* [EXERCISE REQUIREMENTS]
Search the material for the string "hoisted" and reply with how many lines contain it, nothing else.

──────── EXERCISE INPUTS

PR #23172, opened 2026-05-13
Fix broken asar after packaging

erri120:
I'll leave the swearing out of the PR and just say that `electron-builder` doesn't do what it's supposed to do.

The `node_modules` directory created by `pnpm deploy` didn't get copied by `electron-builder` entirely. This PR adds a `afterPack` script to simply overwrite whatever garbage `electron-builder` does with the correct `node_modules` directory.


erri120:
ASAR doesn't support symlinks so this approach is also mot. There's no way around using a hoisted structure when packaging.

erri120:
Using hoisted deployment, should work now.

Aragas (dismissed):

Aragas (approved):

Sewer56 (approved):

Sewer56:
@Aragas Step looks correct, can you check actual built Windows artifact before merging? Should work.

Aragas:
It does work, just confirmed, but we'll need to switch it to the v2.1 branch. I hope that it still will work with pnpm 10, hahaha!

PR #23186, opened 2026-05-14
fix collections bsdiff crash in renderer by using a DOM Worker

IDCs:
Electron renderers do not register V8 with worker support, so `new Worker(...)` from `node:worker_threads` throws "The V8 platform used by this instance of Node does not support creating Workers" the first time a collection with binary patches is installed.

Split the worker into two entry points sharing pure WASM helpers (bsdiffWasm.ts): bsdiffWorker.dom.ts for the renderer (DOM Worker, relies on nodeIntegrationInWorker for fs access; wasm path passed via URL query) and bsdiffWorker.ts kept for the vitest node environment. bsdiff.ts dispatches between them based on whether a DOM Worker global exists.

Adds a regression test that stubs globalThis.Worker and traps any use of node:worker_threads to guard against re-introducing the crash.

fixes APP-461

### DIFF
--- a/extensions/collections/src/util/bsdiff.ts
+++ b/extensions/collections/src/util/bsdiff.ts
@@ -1,60 +1,94 @@
 /**
  * BSDIFF40-compatible binary diff and patch using WASM.
  *
- * The WASM computation runs in a worker thread to avoid blocking the
- * Electron main/renderer thread. A single long-lived worker is spawned
- * on first use and reused for all subsequent calls.
+ * Production (Electron renderer) runs the WASM in a DOM Worker —
+ * Electron's renderer does not support `node:worker_threads`, so the
+ * Web Worker is the only viable off-thread option. Tests (vitest in
+ * node environment) fall back to `worker_threads`. The WASM logic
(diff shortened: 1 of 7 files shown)


extensions/collections/src/util/bsdiff.ts
```diff
@@ -1,60 +1,91 @@
...
+    onError: (cb) =>
+      w.addEventListener("error", (e: ErrorEvent) =>
+        cb(e.error instanceof Error ? e.error : new Error(e.message)),
+      ),
+  };
+}
+
+function spawnNodeWorker(): WorkerHandle {
+  const { path: scriptPath, isTsSource } = resolveWorkerScript("bsdiffWorker");
+  // eslint-disable-next-line @typescript-eslint/no-require-imports
```
IDCs, line 61: Lazy require keeps this branch sync (`await import` would force the whole postToWorker chain to become async and avoids touching worker_threads from the renderer's module-load path, where it isn't needed.

Aragas (dismissed):

Aragas (approved):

────────────────

* [FINISHED EXERCISE]
2